Alteryx Designer Discussions

Find answers, ask questions, and share expertise about Alteryx Designer.
The Expert Exam is now live online! Read about the specifics and what it took to bring it to life in the blog by our very own Elizabeth Bonnell!

Regex replace until first new line character occurrence encountered

6 - Meteoroid

I have a Download tool that downloads data (comma separated) multiple times. I have been able to parse the data but the header(which is the first line in the row value) gets union multiple times. So I need to keep the first header of the download data column and then delete header after that (please note, the header is the first line in the row value). Below is a screenshot and the actual data. 


2018-10-14,43100000396124630,Broad,long beach online insurance,0
2018-10-13,43100000396125206,Broad,oxnard automotive insurance,0
2018-10-13,43100000396125880,Broad,san buenaventura free car insurance quote,0


Tried this solution but failed- 

First I add a record id so that I can skip the first row (keep the header values).



As stated earlier, the rows in the download data are separated by a newline character. So I need to replace the sequence until the first newline character occurrence. So, in a formula tool I'm doing the below regex replace operation: 

IF [RecordID]>1 THEN Regex_replace([DownloadData],"\A.*\n",''")
ELSE [DownloadData]


But it doesn't work, rather deletes the whole row value than the match until the first newline character. Can anyone please help to write the regex for this? 

This above regex does work in the regex test, maybe the regex needs to be tweaked alteryx as it uses boost regex. 

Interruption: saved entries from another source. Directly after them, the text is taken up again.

Issue #2858, opened 2022-09-25
[stableswap][bug]: Fix int conversion bug that allows pools with negative scaled assets


AlpinYukseloglu:
## Background

Scaling factors for pool creation are of type `uint64`, but during the actual scaling process they are [converted to](https://github.com/osmosis-labs/osmosis/blob/bf93ac70226212c9f8ce1f9796688e9d6c118353/x/gamm/pool-models/stableswap/pool.go#L126) `int64`, making it possible for sufficiently large `uint64` scaling factors to flip the signed bit and become negative.

## Suggested Design

- Add a `maxScalingFactor` of `1 << 62` to pool creation logic (`1 << 63` flips the signed bit and makes the number negative)
- Add checks before the `uint64` -> `int64` conversion in scaling and descaling logic that panics if a scaling factor is greater than `1 << 62`
https://github.com/osmosis-labs/osmosis/blob/bf93ac70226212c9f8ce1f9796688e9d6c118353/x/gamm/pool-models/stableswap/pool.go#L126 https://github.com/osmosis-labs/osmosis/blob/bf93ac70226212c9f8ce1f9796688e9d6c118353/x/gamm/pool-models/stableswap/pool.go#L137
- Add relevant check to `ValidateBasic()` in `msgs.go`

## Acceptance Criteria

- Panic catching tests for `1 << 62` scaling factors are created and pass
- Error catching tests for scaling factors greater than `maxScalingFactor` are created and pass

Issue #2861, opened 2022-09-26
[stableswap]: Add scaling factor tests


AlpinYukseloglu:
## Background

Scaling factors currently have a basic test skeleton commented out in the keeper tests that needs to be moved to our `pool_test.go` and filled with test cases for scaling/descaling pool assets

## Suggested Design

- Move commented tests from keeper tests to `pool_test.go`
- Add thorough test cases (even/uneven pools, even/uneven scaling factors, min and max scaling factors, overflow/underflow, panic catching etc.)

## Acceptance Criteria

- All new and existing tests pass

AlpinYukseloglu:
@hieuvubk I saw that you self-assigned - I was working on this alongside a few other scaling factor changes so will unassign you for now (I hope you weren't too far into it!).

In general I will probably be picking up (or already have significant progress for) the stableswap-related issues I create unless I tag them as 'Good First Issue' :)

hieuvubk:
Okay got it, thank you!

PR #2874, opened 2022-09-26
[stableswap]: Add checks and tests for scaling factors and extend for multi-asset pools

AlpinYukseloglu:
Closes: #2858 and #2861

This PR adds checks and tests for core scaling factor logic. It also extends core pool logic to support scaling factors for multi-asset pools.

Note: 95% of the commit history is past PRs that are already merged (was working off of them in parallel)

## Brief Changelog

- Ensure that it is not possible to reach negative scaling factors by setting scaling factors large enough to flip the sign bit during `uint64` -> `int64` conversions
- Add thorough tests for scaling and descaling logic
- Expand core pool logic to allow for multi-asset scaling factors (instead of just taking the first two in the array)
- Move testing logic from commented out scaling factor tests in `pool_service_test.go` at the keeper layer
- Minor refactor for `solveCfmm` (unrelated but simple enough to tie in with other checks)

## Testing and Verifying

- All tests in this PR are in `pool_test.go`


x/gamm/pool-models/stableswap/amm.go
```diff
@@ -58,15 +58,17 @@ func cfmmConstantMulti(xReserve, yReserve, uReserve, vSumSquares osmomath.BigDec
...
+	} else if len(remReserves) > 0 {
+		uReserve := osmomath.OneDec()
+		wSumSquares := osmomath.ZeroDec()
+		for _, assetReserve := range remReserves {
+			uReserve = uReserve.Mul(assetReserve)
+			wSumSquares = wSumSquares.Add(assetReserve.Mul(assetReserve))
+		}
+		return solveCFMMBinarySearchMulti(cfmmConstantMulti)(xReserve, yReserve, uReserve, wSumSquares, yIn)
+	} else {
+		panic("invalid input reserves for CFMM solver")
```
p0mvn, line 70: This case should not be impossible since the previous two check cover all possible range of values of `len(remReserves)`

x/gamm/pool-models/stableswap/msgs.go
```diff
@@ -58,6 +58,14 @@ func (msg MsgCreateStableswapPool) ValidateBasic() error {
 		return types.ErrInvalidScalingFactors
 	}
 
+	// iterates len(msg.InitialPoolLiquidity) < 10 times
```
p0mvn, line 61: Can we cover this with test please?

x/gamm/pool-models/stableswap/pool.go
```diff
@@ -123,8 +127,14 @@ func (p Pool) getScaledPoolAmts(denoms ...string) ([]sdk.Dec, error) {
 			return []sdk.Dec{}, fmt.Errorf("denom %s does not exist in pool", denom)
 		}
 		scalingFactor := p.GetScalingFactorByLiquidityIndex(liquidityIndex)
+
+		// should not be possible after pool creation checks but we keep this here as a guardrail
+		if int64(scalingFactor) <= 0 {
```
p0mvn, line 132: nit / non-blocking: at first sight, feels that this might be an overkill / additional complexity given that we already test for this in the constructor, `ValidateBasic`  and `SetStableSwapScalingFactors`

x/gamm/pool-models/stableswap/amm.go
```diff
@@ -58,15 +58,17 @@ func cfmmConstantMulti(xReserve, yReserve, uReserve, vSumSquares osmomath.BigDec
...
 	}
```
ValarDragon, line 71: We should undo this change back to the old code?

This is an unnecessary else if

x/gamm/pool-models/stableswap/msgs.go
ValarDragon, line 61:
```suggestion
```

x/gamm/pool-models/stableswap/pool.go
```diff
@@ -24,8 +24,12 @@ var _ types.PoolI = &Pool{}
...
 		scalingFactors = []uint64{1, 1}
-	} else if scalingFactors[0] == 0 || scalingFactors[1] == 0 {
-		return Pool{}, types.ErrInvalidStableswapScalingFactors
+	}
+
+	for _, scalingFactor := range scalingFactors {
+		if scalingFactor == 0 || int64(scalingFactor) <= 0 {
+			return Pool{}, types.ErrInvalidStableswapScalingFactors
+		}
 	}
```
ValarDragon, line 33: This is reused, lets extract this to a function in stableswap for validate scaling factors

x/gamm/pool-models/stableswap/pool.go
```diff
@@ -299,15 +315,16 @@ func (p *Pool) PokePool(blockTime time.Time) {}
 // It should only be able to be successfully called by the pool's ScalingFactorGovernor
 // TODO: move commented test for this function from x/gamm/keeper/pool_service_test.go once a pool_test.go file has been created for stableswap
 func (p *Pool) SetStableSwapScalingFactors(ctx sdk.Context, scalingFactors []uint64, scalingFactorGovernor string) error {
-	if scalingFactorGovernor != p.ScalingFactorGovernor {
+	if scalingFactorGovernor != p.ScalingFactorGovernor || len(scalingFactors) != p.PoolLiquidity.Len() {
```
p0mvn, line 318: Non-blocking for this PR:

I think checking for governor here is not compatible with the abstraction.

I would like to suggest moving this governor check up to the caller. Then, we can also reuse `SetStableSwapScalingFactors` method in the constructor to reduce code duplication for checking scaling factor overflow

x/gamm/pool-models/stableswap/pool.go
```diff
@@ -123,8 +127,14 @@ func (p Pool) getScaledPoolAmts(denoms ...string) ([]sdk.Dec, error) {
 			return []sdk.Dec{}, fmt.Errorf("denom %s does not exist in pool", denom)
 		}
 		scalingFactor := p.GetScalingFactorByLiquidityIndex(liquidityIndex)
+
+		// should not be possible after pool creation checks but we keep this here as a guardrail
+		if int64(scalingFactor) <= 0 {
+			panic("invalid scaling factor encountered when scaling pool assets")
+		}
```
ValarDragon, line 134: Not sure how I feel about these being everywhere, but if you want this lets add it into the get method, since the property is that this should never get into state.

x/gamm/pool-models/stableswap/pool.go
```diff
@@ -299,15 +315,16 @@ func (p *Pool) PokePool(blockTime time.Time) {}
 // It should only be able to be successfully called by the pool's ScalingFactorGovernor
 // TODO: move commented test for this function from x/gamm/keeper/pool_service_test.go once a pool_test.go file has been created for stableswap
 func (p *Pool) SetStableSwapScalingFactors(ctx sdk.Context, scalingFactors []uint64, scalingFactorGovernor string) error {
-	if scalingFactorGovernor != p.ScalingFactorGovernor {
+	if scalingFactorGovernor != p.ScalingFactorGovernor || len(scalingFactors) != p.PoolLiquidity.Len() {
 		return types.ErrNotScalingFactorGovernor
 	}
```
ValarDragon, line 320: Err should be a different error message and therefore a second check

x/gamm/pool-models/stableswap/pool.go
```diff
@@ -299,15 +315,16 @@ func (p *Pool) PokePool(blockTime time.Time) {}
...
 
-	if len(scalingFactors) != p.PoolLiquidity.Len() {
-		return types.ErrInvalidStableswapScalingFactors
+	for _, scalingFactor := range scalingFactors {
+		if int64(scalingFactor) <= 0 {
+			return types.ErrInvalidStableswapScalingFactors
+		}
 	}
```
ValarDragon, line 326: Another point to reuse the scaling factor validation method

ValarDragon (approved):
LGTM once my comments are addressed

x/gamm/pool-models/stableswap/pool.go
ValarDragon: The argument should be `sender` here, and this is the entry point of the `SetStableSwapScalingFactors` function right?

x/gamm/pool-models/stableswap/msgs.go
AlpinYukseloglu: This was a note that I intended to remove, not sure why it's still there (the number of iterations is capped at the max number of pool assets by definition)

x/gamm/pool-models/stableswap/amm.go
AlpinYukseloglu: Reverted

x/gamm/pool-models/stableswap/amm.go
AlpinYukseloglu: Reverted

x/gamm/pool-models/stableswap/pool.go
AlpinYukseloglu: Great point – extracted into `validateScalingFactors` function

x/gamm/pool-models/stableswap/pool.go
AlpinYukseloglu: Check moved into `validateScalingFactors` so this should be addressed

x/gamm/pool-models/stableswap/pool.go
AlpinYukseloglu: I ended up removing this check and the one in `getDescaledPoolAmt` to reduce complexity as all cases should be covered by higher level checks

AlpinYukseloglu:
Thanks for the thorough review! All comments should be addressed

p0mvn (approved):

alexanderbez (approved):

Regex tester:   Have given a screenshot below



14 - Magnetar
14 - Magnetar

That does seem like odd RegEx behavior - I was actually able to get that RegEx formula to work on my end using the data you provided, so not sure why it's not working in your instance... could it be that it isn't actually a newline character separating the header & data rows? 

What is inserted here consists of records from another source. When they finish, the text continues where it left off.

Issue #2282, opened 2022-08-02
Create SuperfluidDelegationsByValidator and SuperfluidDelegationsByAsset GRPC Queries


Pharaon1993:
## Background

ATM, the SFS module has [ABCI queries](https://github.com/osmosis-labs/osmosis/blob/main/proto/osmosis/superfluid/query.proto) for the total amount of Osmos SFS staked & some more granular queries. Specifically, there are queries for SFSDelegationsByDelegator and SuperFluidDelegationsByValidatorDenom.

I run an [analytics dashboard](https://hathornodes.com/super_fluid_staking/osmosis) for tracking SFS usage. To get the total number of Osmos SFS delegated by a pool or validator, I have to make `V*A` ABCI Queries where V is the number of Validators and A is the number of SFS Assets. Even if I limit my searches to the active set, that is `135 * 15 = 2025` ABCI Queries ATM. 

If either number grows, which is a reasonable expectation, then this number increases dramatically. I can't use SFSDelegationsByDelegators as there's no ABCI Query for the entire list of delegators using SFS. I'd have to get a state export and then make an ABCI query for every user w/ a 14 day lock to see if they have any SFS Delegations. The number of users w/ 14 day locks far exceeds `V*A`, ~156k 14 Day Locks when I last checked.

## Suggested Design

Implement SFSDelegationsByValidator and SFSDelegationsByDenom ABCI Queries. They don't have to return the estimation of Osmos delegated. Simply returning the delegations for a Validator/Asset. This would reduce the number of queries to V + A and remove any scalability concerns.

At any rate, there is a relatively easy non-RegEx workaround - you could parse your data as-is on the newline characters to rows, then parse again on the commas to columns... use the Dynamic Rename tool to rename your columns using the first line of data (i.e. the first instance of headers)... and then just filter out those remaining records where the [date] field = "date" (which would effectively remove the duplicate headers). 


Let us know if that would be an acceptable work-around!